In his late 20s, Jorge Pliego found himself financing a major expansion in Mexico—not by calling corporate for cash, but by rethinking the entire structure. At Procter & Gamble, he was given the chance to fund a new paper products facility locally, navigating tax and financing incentives until the deal carried “zero” interest cost, Pliego tells us. Convincing senior leaders in Mexico and at headquarters required clarity, confidence, and an understanding of the business beyond finance alone.
That moment reflects a career shaped by early responsibility and proximity to decision-makers. From ERP implementation work—where he adapted U.S. costing systems to Mexico’s 100% inflation environment—to treasury leadership, Pliego learned how finance decisions land inside real operating constraints, he tells us. Those lessons were tested again when he left P&G for Sara Lee, joining as the second employee in Mexico. Suddenly, he was learning how to import product, choose systems, hire teams, and manage risk without the safety net of a mature organization.
Read MoreAt Diageo, that operational grounding met strategy. As CFO of Mexico, Pliego helped lead a six-month effort to craft a plan to triple the business in three years, he tells us. Finance worked alongside marketing, sales, and operations to define investments, risks, and measurements, while leaders focused on inspiring people and course-correcting quickly.
Today, as CFO of Improving, Pliego carries those lessons into a faster, private-equity-backed environment. Speed matters, but discipline matters more. He’s shortened the close, sharpened data visibility, and applies the same lens to AI—calling it “a very hungry monster” that only delivers value when fed consistent, high-quality data, Pliego tells us.
CFOTL: Right now, let’s find out about Improving, where you’re CFO today. Tell us about the company. What does it do, and what are its offerings?
Pliego: It’s a great company, Jack. We describe ourselves as a modern, digital IT consulting company—and a big part of the conversation today is, “How is AI impacting the business?” I like to explain it with a flywheel: on the outside you have AI, data, and applications, and in the center you have platforms. Over the last 12 to 18 months, a lot of companies have shifted investment toward AI, often hoping for quick efficiencies without fully knowing how to do it.
AI is like a hungry monster—you feed it data, it gives you output, and then it immediately wants more. So what we do at Improving is help companies understand what AI can do for them today, based on what they already have, and then assess what needs to change so AI becomes productive and a profitable investment. Usually that starts with data—making it better, more consistent, and with more history—and that often means modernizing apps and platforms, which is what we’ve been strong at all along.
Pliego: We’ve also developed a few agents to make our own work more efficient. One example is a tool we call Explorer. Many of our customers are large Fortune 500 companies with multiple platforms, apps, and data sets, and you often find inconsistencies—different versions of the “same” data, and confusion about the real source of truth. We don’t sell Explorer; we use it to generate insight and opportunities. It scans platforms, data, and applications and flags where things don’t match—like inconsistent data definitions, or pro forma views that didn’t incorporate an acquisition consistently across systems.
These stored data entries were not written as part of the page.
PR #1753, opened 2017-07-31
Restore setLocale from Phalcon

kekek2:
After [this comit](https://github.com/opnsense/tools/commit/e9882554428519b38fd95ddb92604ee63737cd32) setting locale from Phalcon works fine.


fichtner:
Merged, thanks!

PR #1760, opened 2017-08-03
Fix setting locale

kekek2:


fichtner:
Sometimes chars come back as "?", right?

kekek2:
Yes

fichtner:
splendid, thanks!

PR #1762, opened 2017-08-03
proposal: new dialog to request confirmation

fraenki:
I needed a generic dialog (for plugins) to request a users confirmation for various actions. Currently there's only `stdDialogRemoveItem()` available, which really only suits the specific situation where one wants to remove an item, because the title reads "Remove":

dialog_remove

The new dialog is more generic and the title only says "Confirmation Required", that makes it very reusable:

dialog_confirmation

Additionally, I am suggesting to replace `stdDialogRemoveItem()` with `stdDialogConfirmation()` everywhere. The old dialog is a little redundant in itself, the header says "Remove" and the text usually repeats this somehow. If you agree I'd do the work and submit an additional PRs for core and plugins.

### DIFF
--- a/src/opnsense/mvc/app/views/OPNsense/CaptivePortal/clients.volt
+++ b/src/opnsense/mvc/app/views/OPNsense/CaptivePortal/clients.volt
@@ -95,7 +95,7 @@ POSSIBILITY OF SUCH DAMAGE.
                     grid_clients.on("loaded.rs.jquery.bootgrid", function(){
                         grid_clients.find(".command-disconnect").on("click", function(e) {
                             var sessionId=$(this).data("row-id");
-                            stdDialogRemoveItem('{{ lang._('Disconnect selected client?') }}',function() {
+                            stdDialogConfirmation('Remove','{{ lang._('Disconnect selected client?') }}',function() {
                                 ajaxCall(url="/api/captiveportal/session/disconnect/" + zoneid + '/',
                                         sendData={'sessionId': sessionId}, callback=function(data,status){
                                             // reload grid after delete
--- a/src/opnsense/mvc/app/views/OPNsense/CaptivePortal/clients.volt
+++ b/src/opnsense/mvc/app/views/OPNsense/CaptivePortal/clients.volt
@@ -95,7 +95,7 @@ POSSIBILITY OF SUCH DAMAGE.
                     grid_clients.on("loaded.rs.jquery.bootgrid", function(){
                         grid_clients.find(".command-disconnect").on("click", function(e) {
                             var sessionId=$(this).data("row-id");
-                            stdDialogConfirmation('Remove','{{ lang._('Disconnect selected client?') }}',function() {
+                            stdDialogConfirmation('Remove','{{ lang._('Disconnect selected client?') }}','OK','Cancel',function() {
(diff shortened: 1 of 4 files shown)


fichtner:
we should change these to WARNING, DANGER makes not a lot of sense for a confirmation even in the remove case

the current dialog in the js file cannot be translated, we need to pass all labels including title....which would also help with not duplicating this function.

fraenki:
@fichtner Thanks, I've committed the following changes:

* changes DANGER to WARNING
* made the title customizable
* replaced stdDialogRemoveItem() with stdDialogConfirmation()
* updated all occurences of stdDialogRemoveItem()

I'd do the same for plugins (acme) if you agree to this change.

fichtner:
as an intermediate step could we maybe emulate stdDialogRemoveItem() using stdDialogConfirmation() ? I don't feel comfortable with axing the function right away.

fichtner:
PS: note that since 17.7 is out and stdDialogConfirmation() not in it, what people like to do is not update the core, but install newer plugins right away so the javascript will fail if we don't put in safeguards :/

fraenki:
> as an intermediate step could we maybe emulate stdDialogRemoveItem() using stdDialogConfirmation()?

Do you mean something like this?

```
function stdDialogRemoveItem(message, callback) {
  stdDialogConfirmation('Remove', message, 'Yes', 'Cancel', callback)
}
```

fichtner:
Yes, exactly 😊

AdSchellevis:
Maybe it's better to wrap stdDialogConfirmation into a dialog for the type it's reporting, like:
```

stdDialogConfirmation(title, message, accept, decline, level, callback) {}

stdDialogWarning(title, message, accept, decline, callback) {
   stdDialogConfirmation(title, message, accept, decline, BootstrapDialog.TYPE_WARNING, callback);
}
```

What do you think?

fichtner:
that's fine too, but I wouldn't like adding more stdDialogXXX variants. ideally there should just be stdDialogConfirmation() that is used everywhere in the way that it needs to be used.

fraenki:
@fichtner Added the emulation for stdDialogRemoveItem() with https://github.com/opnsense/core/pull/1762/commits/607d955ed03584765cbb5fca57ea3ac2a847acc7.

fichtner:
I'll take the src/opnsense/www/js/opnsense_ui.js change only for now. Can you make sure that you have your own stub (different name) in the plugins for now? I don't think we should switch to depending on this right away, broken javascript because of missing functions is really hard to support.

fraenki:
@fichtner Yeah, I've got a copy of the function in https://github.com/opnsense/plugins/commit/9bc93a30203c76ba40c198e8509f5bca052f0076 already.

fichtner:
but it's the same name, no? not sure what happens if you have two...

fichtner:
I added your proposal, but changed it a bit: we now have stdDialogConfirm() and stdDialogInform() to avoid clashing definitions. Translations for the captive portal, bootgrid annotations that it currently doesn't translate.

fichtner:
This wasn't linked https://github.com/opnsense/core/commit/fb6125ccb2a73d5f3d8ecbd2ff316f2cfd81d532

PR #1763, opened 2017-08-05
use strings which I guessed from dhcp6c source and copied from RFC 24…

### LINKED ISSUE #1178: Translation issues in interfaces.php
This range is unclear (configuration directives instead of normal language) - it should be changed to be understandable by users:
https://github.com/opnsense/core/blob/master/src/www/interfaces.php#L2564-L2630

This should be kept together in the gettext call:
https://github.com/opnsense/core/blob/master/src/www/interfaces.php#L2683

fabianfrz:
…71; closes #1178


fichtner:
Very cool, thank you! :)

PR #1791, opened 2017-08-27
patch translations into bootgrid at runtime, based on the work of kekek2

fabianfrz:
patch it into the library in the template so it will be applied to all templates.

Strings used from the original pull request.

closes #1633


AdSchellevis:
@fabianfrz thanks, looks good

PR #1809, opened 2017-09-08
Icap whitelist

kekek2:
Exclude domains from antivirus check.

### DIFF
--- a/src/opnsense/mvc/app/controllers/OPNsense/Proxy/forms/main.xml
+++ b/src/opnsense/mvc/app/controllers/OPNsense/Proxy/forms/main.xml
@@ -537,6 +537,24 @@
                 <allownew>true</allownew>
                 <advanced>true</advanced>
             </field>
+            <field>
+                <id>proxy.forward.icap.whiteList</id>
+                <label>Whitelist</label>
+                <type>select_multiple</type>
+                <style>tokenize</style>
+                <help><![CDATA[Whitelist destination domains.<br/>
+        You may use a regular expression, use a comma or press Enter for new item.<br/>
+        <div class="alert alert-info">
+            <b>Examples:</b><br/>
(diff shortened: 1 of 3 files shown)


src/opnsense/mvc/app/controllers/OPNsense/Proxy/forms/main.xml
```diff
@@ -537,6 +537,24 @@
                 <allownew>true</allownew>
                 <advanced>true</advanced>
             </field>
+            <field>
+                <id>proxy.forward.icap.whiteList</id>
+                <label>Whitelist</label>
```
fabianfrz: I would rename that as "Whitelist" can be misleading. Basically ICAP is some kind of an remote procedure call protocol and not a ACL enforcement tool (even if it's most often used for that). I would prefer something like "Exclusion List" which fits the use case better (traffic will not be sent to the ICAP server).

mimugmail:
I applied the patches and did some testing, works good 👍

fichtner:
This may be relevant as well while we're at it:

https://forum.opnsense.org/index.php?topic=5866.msg24763#msg24763

fabianfrz:
@fichtner I took the link from the config for the docs:
https://github.com/opnsense/plugins/blob/master/www/c-icap/src/opnsense/service/templates/OPNsense/CICAP/virus_scan.conf#L4

fabianfrz:
ups - my mistake, we should change the default settings in squid

fabianfrz:
see #1822 - please note that this will be only used for new installations or installations, where the config of the proxy was never saved.

fichtner:
@fabianfrz that's alright, we worry about the future, not the past 👍

fichtner:
also added to 17.7.4, thanks!

PR #1816, opened 2017-09-10
jinja: Include any file - otherwise jinja cannot include files outside the template dir

fabianfrz:


AdSchellevis:
@fabianfrz why would we want this? I don't think it's a good idea to include arbitrary files outside the template scope per se.

fabianfrz:
I need to generate a key for Tor which needs to be included in the template.

fichtner:
this will be all kinds of ugly, which encoding is there, race conditions in writing / template generation, etc. If you have a secret it must be stored in the config.xml for writing...

AdSchellevis:
If it's part of the configuration, you probably best store it in the config and read it from there.
A bit like how the keys in Tinc work.
1) generate key command
https://github.com/opnsense/plugins/blob/master/security/tinc/src/opnsense/scripts/OPNsense/Tinc/generate_keypair.py
2) link in configd
https://github.com/opnsense/plugins/blob/master/security/tinc/src/opnsense/service/conf/actions.d/actions_tinc.conf#L1
3) use on save.
https://github.com/opnsense/plugins/blob/master/security/tinc/src/opnsense/mvc/app/controllers/OPNsense/Tinc/Api/SettingsController.php#L79

fabianfrz:
@AdSchellevis this worked. https://github.com/opnsense/plugins/pull/258/commits/3124ac81a7a0467b18514460145ab7b8a96a25e7

AdSchellevis:
@fabianfrz nice!

PR #2438, opened 2018-06-01
fix error string in openvpn wizard

fabianfrz:


fichtner:
Isn't this already on master?? https://github.com/opnsense/core/commit/0b6a41dc

fabianfrz:
then close it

We recently ran it for a large financial institution and it surfaced about 60 projects they need to address before an AI solution will generate real benefits. From the beginning, Improving has been collaborative and training-oriented—we help customers understand what’s happening, and we want them to own what we build. We don’t come in with templates and say, “Here’s your packaged solution—go run it.” That approach has created long-standing, productive relationships.
CFOTL: Can you tell us a little bit about the company’s capital structure—an abbreviated history, perhaps?
Pliego: We still have our founders running the business. Chris (Hyatt) is the CEO and founder, and Rick Diana leads the M&A side, and they’re still very much involved day to day. The company grew in a very interesting way—on the M&A front, without a lot of cash—by convincing other companies of similar size that joining forces would be good for them. That’s how the business grew to roughly $100 million before private equity joined us. In our case, that’s Trinity Hunt Partners, and they’ve been a fantastic partner.